## Supplied data:
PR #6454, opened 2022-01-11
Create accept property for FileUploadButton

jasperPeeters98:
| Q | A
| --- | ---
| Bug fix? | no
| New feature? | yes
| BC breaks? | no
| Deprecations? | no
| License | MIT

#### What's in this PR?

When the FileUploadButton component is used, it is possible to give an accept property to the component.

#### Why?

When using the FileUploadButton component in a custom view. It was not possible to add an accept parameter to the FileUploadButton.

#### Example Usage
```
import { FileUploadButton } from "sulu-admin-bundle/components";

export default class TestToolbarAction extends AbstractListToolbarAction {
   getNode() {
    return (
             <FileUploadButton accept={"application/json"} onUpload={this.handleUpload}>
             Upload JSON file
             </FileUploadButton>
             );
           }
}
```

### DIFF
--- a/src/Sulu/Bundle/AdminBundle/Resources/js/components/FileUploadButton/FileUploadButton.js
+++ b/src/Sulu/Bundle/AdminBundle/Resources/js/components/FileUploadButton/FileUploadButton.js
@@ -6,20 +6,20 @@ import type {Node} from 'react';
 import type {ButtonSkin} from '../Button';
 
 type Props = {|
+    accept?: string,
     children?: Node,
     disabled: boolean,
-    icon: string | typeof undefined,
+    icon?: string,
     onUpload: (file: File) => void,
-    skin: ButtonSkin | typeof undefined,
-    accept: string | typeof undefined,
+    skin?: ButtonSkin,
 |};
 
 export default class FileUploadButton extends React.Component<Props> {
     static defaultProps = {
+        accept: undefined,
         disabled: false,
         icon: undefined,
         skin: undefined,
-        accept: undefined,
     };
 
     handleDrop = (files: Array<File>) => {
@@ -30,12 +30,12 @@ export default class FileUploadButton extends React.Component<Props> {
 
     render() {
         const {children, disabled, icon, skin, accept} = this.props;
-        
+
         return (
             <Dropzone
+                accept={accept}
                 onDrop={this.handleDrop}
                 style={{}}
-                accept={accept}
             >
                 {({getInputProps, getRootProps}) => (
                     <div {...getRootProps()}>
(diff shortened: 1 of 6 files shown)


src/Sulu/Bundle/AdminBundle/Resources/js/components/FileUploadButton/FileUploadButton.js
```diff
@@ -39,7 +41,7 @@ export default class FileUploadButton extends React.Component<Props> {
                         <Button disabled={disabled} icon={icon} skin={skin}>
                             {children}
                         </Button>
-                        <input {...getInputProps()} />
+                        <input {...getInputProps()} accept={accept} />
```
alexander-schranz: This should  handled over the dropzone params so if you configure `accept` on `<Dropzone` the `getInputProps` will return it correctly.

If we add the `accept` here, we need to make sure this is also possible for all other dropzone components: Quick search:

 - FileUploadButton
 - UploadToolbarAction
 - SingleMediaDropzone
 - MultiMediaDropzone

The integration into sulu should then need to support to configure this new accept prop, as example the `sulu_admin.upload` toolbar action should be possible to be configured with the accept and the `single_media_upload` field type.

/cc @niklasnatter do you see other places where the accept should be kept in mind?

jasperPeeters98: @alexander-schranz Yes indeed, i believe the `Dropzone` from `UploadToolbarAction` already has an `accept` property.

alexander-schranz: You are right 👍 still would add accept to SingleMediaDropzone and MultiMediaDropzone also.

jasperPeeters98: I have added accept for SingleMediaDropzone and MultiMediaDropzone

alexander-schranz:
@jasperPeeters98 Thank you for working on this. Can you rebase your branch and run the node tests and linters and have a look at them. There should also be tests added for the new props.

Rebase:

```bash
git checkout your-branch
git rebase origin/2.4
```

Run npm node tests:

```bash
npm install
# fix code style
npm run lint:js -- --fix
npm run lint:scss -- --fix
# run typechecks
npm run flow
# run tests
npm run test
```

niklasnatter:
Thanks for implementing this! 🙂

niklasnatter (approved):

## Your instructions:
The material is to be written out again in full, with no word altered.

## Task answer:
PR #6454, opened 2022-01-11
Create accept property for FileUploadButton

jasperPeeters98:
| Q | A
| --- | ---
| Bug fix? | no
| New feature? | yes
| BC breaks? | no
| Deprecations? | no
| License | MIT

#### What's in this PR?

When the FileUploadButton component is used, it is possible to give an accept property to the component.

#### Why?

When using the FileUploadButton component in a custom view. It was not possible to add an accept parameter to the FileUploadButton.

#### Example Usage
```
import { FileUploadButton } from "sulu-admin-bundle/components";

export default class TestToolbarAction extends AbstractListToolbarAction {
   getNode() {
    return (
             <FileUploadButton accept={"application/json"} onUpload={this.handleUpload}>
             Upload JSON file
             </FileUploadButton>
             );
           }
}
```

### DIFF
--- a/src/Sulu/Bundle/AdminBundle/Resources/js/components/FileUploadButton/FileUploadButton.js
+++ b/src/Sulu/Bundle/AdminBundle/Resources/js/components/FileUploadButton/FileUploadButton.js
@@ -6,20 +6,20 @@ import type {Node} from 'react';
 import type {ButtonSkin} from '../Button';
 
 type Props = {|
+    accept?: string,
     children?: Node,
     disabled: boolean,
-    icon: string | typeof undefined,
+    icon?: string,
     onUpload: (file: File) => void,
-    skin: ButtonSkin | typeof undefined,
-    accept: string | typeof undefined,
+    skin?: ButtonSkin,
 |};
 
 export default class FileUploadButton extends React.Component<Props> {
     static defaultProps = {
+        accept: undefined,
         disabled: false,
         icon: undefined,
         skin: undefined,
-        accept: undefined,
     };
 
     handleDrop = (files: Array<File>) => {
@@ -30,12 +30,12 @@ export default class FileUploadButton extends React.Component<Props> {
 
     render() {
         const {children, disabled, icon, skin, accept} = this.props;
-        
+
         return (
             <Dropzone
+                accept={accept}
                 onDrop={this.handleDrop}
                 style={{}}
-                accept={accept}
             >
                 {({getInputProps, getRootProps}) => (
                     <div {...getRootProps()}>
(diff shortened: 1 of 6 files shown)


src/Sulu/Bundle/AdminBundle/Resources/js/components/FileUploadButton/FileUploadButton.js
```diff
@@ -39,7 +41,7 @@ export default class FileUploadButton extends React.Component<Props> {
                         <Button disabled={disabled} icon={icon} skin={skin}>
                             {children}
                         </Button>
-                        <input {...getInputProps()} />
+                        <input {...getInputProps()} accept={accept} />
```
alexander-schranz: This should  handled over the dropzone params so if you configure `accept` on `<Dropzone` the `getInputProps` will return it correctly.

If we add the `accept` here, we need to make sure this is also possible for all other dropzone components: Quick search:

 - FileUploadButton
 - UploadToolbarAction
 - SingleMediaDropzone
 - MultiMediaDropzone

The integration into sulu should then need to support to configure this new accept prop, as example the `sulu_admin.upload` toolbar action should be possible to be configured with the accept and the `single_media_upload` field type.

/cc @niklasnatter do you see other places where the accept should be kept in mind?

jasperPeeters98: @alexander-schranz Yes indeed, i believe the `Dropzone` from `UploadToolbarAction` already has an `accept` property.

alexander-schranz: You are right 👍 still would add accept to SingleMediaDropzone and MultiMediaDropzone also.

jasperPeeters98: I have added accept for SingleMediaDropzone and MultiMediaDropzone

alexander-schranz:
@jasperPeeters98 Thank you for working on this. Can you rebase your branch and run the node tests and linters and have a look at them. There should also be tests added for the new props.

Rebase:

```bash
git checkout your-branch
git rebase origin/2.4
```

Run npm node tests:

```bash
npm install
# fix code style
npm run lint:js -- --fix
npm run lint:scss -- --fix
# run typechecks
npm run flow
# run tests
npm run test
```

niklasnatter:
Thanks for implementing this! 🙂

niklasnatter (approved):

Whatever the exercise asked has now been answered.